→ **Work to complete**: Please reproduce the records, omitting nothing and changing nothing.

→ **Material for this task**:
PR #12955, opened 2021-01-18
feat(tsvector): TSVECTOR support

papb:
This is PR #12631 rebased on top of the new `main` branch.

PR #13481, opened 2021-09-06
Resolved the typescript issue with the Op.match (https://github.com/sequelize/sequelize/pull/12955)

vikasg603:
resolved the typescript issue for Op.match (https://github.com/sequelize/sequelize/pull/12955)

### DIFF
--- a/types/lib/operators.d.ts
+++ b/types/lib/operators.d.ts
@@ -244,6 +244,18 @@ declare const Op: {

→ **Response to this exercise**:
PR #12955, opened 2021-01-18
feat(tsvector): TSVECTOR support

papb:
This is PR #12631 rebased on top of the new `main` branch.

PR #13481, opened 2021-09-06
Resolved the typescript issue with the Op.match (https://github.com/sequelize/sequelize/pull/12955)

vikasg603:
resolved the typescript issue for Op.match (https://github.com/sequelize/sequelize/pull/12955)

### DIFF
--- a/types/lib/operators.d.ts
+++ b/types/lib/operators.d.ts
@@ -244,6 +244,18 @@ declare const Op: {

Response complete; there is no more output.